The simulations presented thus far have focused on individual dimers, neglecting spread in properties that are present in real experiments. The particles used in the experiments are not perfectly monodisperse. Additionally, in the experiments the dimers exhibit an angular spread due to Brownian rotation. These two effects have been further analyzed.

6.1 Polydispersity

In order to model the polydispersity, the size distribution has been assumed to be Gaussian with standard deviation σ, and has been discretized by taking σ/5 intervals (≈ 6nm ≈ λ/100 for the MyOne particles). Simulations have been performed for all combinations of particle sizes, and an ensemble average has been calculated. It turns out that the polydispersity can have a strong effect on the amplitude of the PD signal at 90°, as can be seen in Fig 4(a). The more polydisperse the particles are, the lower the effective amplitude of the signal gets. However, the peak positions are hardly shifted by the polydispersity.

 

Fig. 4 (a) Influence of size polydispersity on the scattering signals (3 % CV is typical for MyOne particles), (b) Angular spread due to Brownian rotation (5 mT is used in the experiments), (c) Scattering intensity as a function of refractive index and the dimer angle, normalized for each refractive index.
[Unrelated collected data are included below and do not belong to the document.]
PR #10993, opened 2025-11-10
Introduce searchable react select

makelicious:
## Description
In order to better support large lists, create searchable select component. Defaults to 50 visible items. Can handle thousands. List is first used via AdministrativeArea component for 1.9.1. requirements.

Changes:
- add `react-window` as dependency
- add `react-select` as dependency (was used previously accidentally through `components` package
- Allow accessing value through label

searchable-async

## Checklist

### DIFF
--- a/.github/workflows/lint-and-test.yml
+++ b/.github/workflows/lint-and-test.yml
@@ -166,22 +166,11 @@ jobs:
     runs-on: ubuntu-24.04
     permissions:
       contents: read
-    outputs:
-      chromatic_required: ${{ steps.detect-changes.outputs.chromatic_required }}
     steps:
       - name: Checking out git repo
         uses: actions/checkout@v4
         with:
-          fetch-depth: 2 # Ensure we have at least one previous commit for comparison
-
-      - name: Detect changes in v2-events
-        id: detect-changes
-        run: |
-          if git diff --name-only HEAD^ HEAD | grep -q 'packages/client/src/v2-events/'; then
-            echo "chromatic_required=true" >> $GITHUB_OUTPUT
-          else
-            echo "chromatic_required=false" >> $GITHUB_OUTPUT
-          fi
+          fetch-depth: 0 # Fetch history to compare PR changes against the base branch
 
       - name: Use Node.js from .nvmrc
         uses: actions/setup-node@v4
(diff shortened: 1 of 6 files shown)


packages/client/src/v2-events/features/events/registered-fields/AdministrativeArea.tsx
```diff
@@ -8,56 +8,86 @@
...
   partOf: string | null
-  value?: string
+  value?: string | null
   disabled?: boolean
 }) {
-  const options = useAdminLocations(partOf ?? '0')
+  const locationTypes = React.useMemo(
+    () => [LocationType.enum.ADMIN_STRUCTURE],
+    []
+  )
```
Zangetsu101: Let's move this outside of the component to give it a stable reference, or change the definition of `useAdministrativeAreas` to receive a string instead of an array

packages/client/src/v2-events/components/forms/inputs/SearchableSelect.tsx
```diff
@@ -0,0 +1,294 @@
...
+
+const VISIBLE_OPTIONS_COUNT = 50
+
+export interface SearchableSelectProps<T = string> extends StyledProps {
+  id: string
+  ['data-testid']?: string
+  options: Option<T>[]
+  value: Option<T> | null
+  disabled?: boolean
+  onChange: (val: SingleValue<Option<T>>) => void
```
rikukissa, line 244: Can we emit both the user inputted search term and a value they might have selected from the list? So a tuple like `{term: 'q', value: {id: '123-12-313', name: 'Quatemala'}}`. This would enable us to have a sibling HTTP field in the form that could act as the autocompletion fetcher when the user types

makelicious: onChange triggers on select, unfortunately it does not emit it the search string.
If the need is not for 1.9.1. I would postpone it and extend it when we implement the feature.

rikukissa: Makes sense. Let's come back to this later. Currently it seems it would be needed for 2.0

https://github.com/opencrvs/opencrvs-core/issues/11017

makelicious:
https://github.com/opencrvs/e2e/actions/runs/19357292970/attempts/1

only the known flaky test fails.

fix worked on here: https://github.com/opencrvs/opencrvs-farajaland/pull/1825

PR #11001, opened 2025-11-10
fix: update csp to allow fetch worker from same origin

tahmidrahman-dsi:


tahmidrahman-dsi:
Fixed in v1.9.0 by https://github.com/opencrvs/opencrvs-core/commit/7b299f371d831d1d508b95d75f313296a3bd4a9b#diff-51c0f907453e8bc2c75874b54c4ffe2c2788fb2c1aea70ff03764ca36fab7ed0L47 and this can be disregarded

PR #11019, opened 2025-11-12
Fix email search

Nil20:
## Description

## Checklist

### DIFF
--- a/packages/login/src/views/ResetCredentialsForm/AuthDetailsVerificationForm.tsx
+++ b/packages/login/src/views/ResetCredentialsForm/AuthDetailsVerificationForm.tsx
@@ -56,7 +56,7 @@ const AuthDetailsVerificationComponent = ({ intl }: WrappedComponentProps) => {
     if (location.state?.forgottenItem) {
       sessionStorage.setItem('forgottenItem', location.state.forgottenItem)
     }
-  }, [location.state])
+  }, [location.state?.forgottenItem])
 
   const handleMobileChange = (value: string) => {
     setPhone(value)


packages/user-mgnt/src/features/verifyUser/handler.ts
```diff
@@ -45,19 +42,15 @@ export default async function verifyUserHandler(
...
     return badRequest()
   }
 
-  if (mobile) {
-    user = await User.findOne({ mobile })
-  } else {
-    user = await User.findOne({
-      emailForNotification: { $regex: `^${email}$`, $options: 'i' }
-    })
-  }
```
Nil20, line 60: The regex was probably used to achieve case-insensitive matching, which is unnecessary now since all stored emails are already normalized to lowercase at creation time.

packages/login/src/views/ResetCredentialsForm/AuthDetailsVerificationForm.tsx
```diff
@@ -42,11 +42,22 @@ const AuthDetailsVerificationComponent = ({ intl }: WrappedComponentProps) => {
...
+    return (
+      location.state?.forgottenItem || sessionStorage.getItem('forgottenItem')
+    )
+  })
+
+  useEffect(() => {
+    if (location.state?.forgottenItem) {
+      sessionStorage.setItem('forgottenItem', location.state.forgottenItem)
+    }
+  }, [location.state])
```
Nil20: Previously, navigating back or refreshing cleared location.state, leaving forgottenItem as undefined.

Storing it in sessionStorage ensures the value survives browser navigation within the same tab/session without needing global state or query params.

PR #11048, opened 2025-11-17
feat(ocrvs-10450): legacy user migration

Zangetsu101:
- Introduce mongo foreign data wrapper to migrate legacy mongo data
  - This required a migration to be run as the "SUPERUSER" so a separate SUPERUSER postgres migration path was introduced
-  Migrate the legacy users to postgres via a feature flag `migrate-legacy-users`
- Refactor the tRPC context to allow defining public procedures that don't require authentication. The v2 seed data endpoint needs this.
- Remove legacy mongo migration status outputs and skip typecheck which reduced the migration service startup time by 66%.
- The postgres migration files now get restored to their original state (i.e. without the environment variables being replaced) regardless of the migration passing or not

https://github.com/opencrvs/opencrvs-countryconfig/pull/1172

### DIFF
--- a/packages/client/src/v2-events/features/events/actions/quick-actions/useQuickActionModal.tsx
+++ b/packages/client/src/v2-events/features/events/actions/quick-actions/useQuickActionModal.tsx
@@ -18,12 +18,15 @@ import {
   PrimaryButton,
   TertiaryButton
 } from '@opencrvs/components/lib/buttons'
+import { Icon, IconProps } from '@opencrvs/components/src/Icon'
 import {
   ActionType,
   CustomActionConfig,
+  EventConfig,
   EventIndex,
   FieldConfig,
   FieldUpdateValue,
+  getActionConfig,
   runFieldValidations
 } from '@opencrvs/commons/client'
 import { buttonMessages } from '@client/i18n/messages'
@@ -34,9 +37,16 @@ import { useUserAllowedActions } from '../../../workqueues/EventOverview/compone
 import { useModal } from '../../../../hooks/useModal'
 import { useEvents } from '../../useEvents/useEvents'
 import { actionLabels } from '../../../workqueues/EventOverview/components/useAllowedActionConfigurations'
+import { useEventConfiguration } from '../../useEventConfiguration'
 import { validate } from './validate'
 import { register } from './register'
 import { archive } from './archive'
+
+const quickActions = {
+  [ActionType.VALIDATE]: validate,
+  [ActionType.REGISTER]: register,
+  [ActionType.ARCHIVE]: archive
+} as const satisfies Partial<Record<ActionType, QuickActionConfig>>
 
 interface ModalConfig {
   label?: MessageDescriptor
@@ -44,6 +54,8 @@ interface ModalConfig {
   confirmButtonType?: 'primary' | 'danger'
   confirmButtonLabel?: MessageDescriptor
   fields?: FieldConfig[]
+  actionType?: keyof typeof quickActions
+  icon?: IconProps['name']
 }
 
 export interface QuickActionConfig {
@@ -61,18 +73,18 @@ export interface QuickActionConfig {
   }) => void | Promise<void>
 }
 
-const quickActions = {
-  [ActionType.VALIDATE]: validate,
-  [ActionType.REGISTER]: register,
-  [ActionType.ARCHIVE]: archive
-} as const satisfies Partial<Record<ActionType, QuickActionConfig>>
-
 interface ModalResult {
   /** Whether the modal was confirmed/accepted or not */
   result: boolean
   /** The values entered in the modal form, if any */
   values?: Record<string, FieldUpdateValue>
 }
+
+const DefaultIcons = {
+  [ActionType.VALIDATE]: 'PencilLine',
+  [ActionType.REGISTER]: 'PencilLine',
+  [ActionType.ARCHIVE]: 'Archive'
+} as const
 
 function QuickActionModal({
   close,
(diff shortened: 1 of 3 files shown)


packages/events/src/router/trpc.ts
```diff
@@ -39,17 +39,37 @@ export const t = initTRPC
...
+    ctx: {
+      ...opts.ctx,
+      token,
+      user
+    }
+  })
+})
+
+/** @knipignore */
+export const publicProcedure = t.procedure
```
Zangetsu101, line 66: Initially I planned on creating a public endpoint to run the migration but afterwards moved the migration to the "migration" package. Still retaining the public procedure as the seed endpoint would potentially need it after the refactor.

packages/migration/src/migrations/events/1764251733685_create-users-table.sql
```diff
@@ -0,0 +1,43 @@
+-- Up Migration
+CREATE TYPE status_type AS ENUM(
```
makelicious: We have found it quite hard to migrate enums. I'm starting to think whether they should live only on application layer in general

packages/migration/src/migrations/events/1764251733685_create-users-table.sql
```diff
@@ -0,0 +1,43 @@
...
+  'pending',
+  'active',
+  'deactivated'
+);
+
```
makelicious: Minor detail, I tend to create 1 thing per migration, so I would split it into two.

packages/migration/src/migrations/events/1764251733685_create-users-table.sql
```diff
@@ -0,0 +1,43 @@
...
+CREATE TABLE users(
+  id uuid PRIMARY KEY DEFAULT gen_random_uuid(),
```
makelicious, line 3: It's good practice to have at least `created_at`, usually `updated_at`, for tables. status implies we update these.

packages/migration/src/migrations/migrate-legacy-users/1764251733703_create-mongo-legacy-users.sql
```diff
@@ -0,0 +1,25 @@
+-- Up Migration
+CREATE FOREIGN TABLE legacy_users(
```
makelicious, line 2: never used these, cool.

packages/events/src/tests/global-setup.ts
```diff
@@ -31,7 +31,9 @@ async function setupElasticSearchServer() {
 }
 
 async function setupPostgresServer() {
-  return new PostgreSqlContainer('postgres:17.6')
+  return new PostgreSqlContainer(
+    'docker.io/chumaky/postgres_mongo_fdw:17.6_fdw5.5.2'
```
makelicious: weird image, are we bound to this one forever?

packages/migration/src/migrations/migrate-legacy-users/1763101029351_create-mongo-server.sql
makelicious, line 1: Does the timestamp define the order on which migrations are run? There is necessarily no conflict but we have had few other migrations with later timestamps. I updated mine before merging, so I'll never know.

packages/migration/src/migrations/events/1764251733685_create-users-table.sql
Zangetsu101: Yea I've been there too. Let's enforce it with zod schema then

packages/migration/src/migrations/events/1764251733685_create-users-table.sql
Zangetsu101: Thanks, kinda forgot to add it in

packages/events/src/tests/global-setup.ts
Zangetsu101: We mainly need it for our legacy data migration on 2.0. Perhaps we can switch back to official images in 2.1 and remove these mongo related migration files. Do you see any constraints on going with that route?

packages/migration/src/migrations/migrate-legacy-users/1763101029351_create-mongo-server.sql
Zangetsu101: Actually yes, they are dependent on the timestamps and I've also had to change the timestamps if newer migrations were merged into develop first. But that only applies if all the migrations are tracked using single migration table. I've created a separate one for the superuser ones: https://github.com/opencrvs/opencrvs-core/blob/666d130676d922482bb984510e936da6b8fd7be9/packages/migration/run-migrations.sh#L75

.github/workflows/build-images-from-branch.yml
Zangetsu101, line 1: formatting changes, can be ignored

packages/migration/src/migrations/migrate-legacy-users/1764251733685_create-users-table.sql
Zangetsu101, line 1: This is basically a duplicate of the one defined in the `events` migration, to ensure the `users` table exists no matter which migrations run first, `events` or `migrate-legacy-users`.

packages/migration/src/migrations/migrate-legacy-users/1764251733685_create-users-table.sql
```diff
@@ -0,0 +1,28 @@
...
+  profile_image_path text,
+  office_id uuid NOT NULL REFERENCES locations(id),
+  created_at timestamp with time zone DEFAULT now() NOT NULL,
+  updated_at timestamp with time zone DEFAULT now() NOT NULL,
+  CONSTRAINT email_or_mobile_not_null CHECK (email IS NOT NULL OR mobile IS NOT NULL)
+);
+
+GRANT SELECT, INSERT, UPDATE, DELETE ON users TO ${EVENTS_DB_USER};
+
+ALTER TABLE users OWNER TO ${EVENTS_MIGRATION_USER};
```
Zangetsu101, line 22: Changing owner to the migration user as this runs as SUPERUSER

The blue dotted lines indicate the shift of the peak positions, which can be up to 6° (3° within the error margin) for the peak around 30° (330° in Fig. 3(b)), and almost nothing for the peak around 60° (300° in Fig. 3(b)). (d) Scattering intensity as a function of inter-particle distance and the dimer angle, normalized for each inter-particle distance. The blue dotted lines indicate the change in dimer angle of the signal peaks with the distance: up to 12° for the peak around 30°, and up to 5.5° for the peak around 60°.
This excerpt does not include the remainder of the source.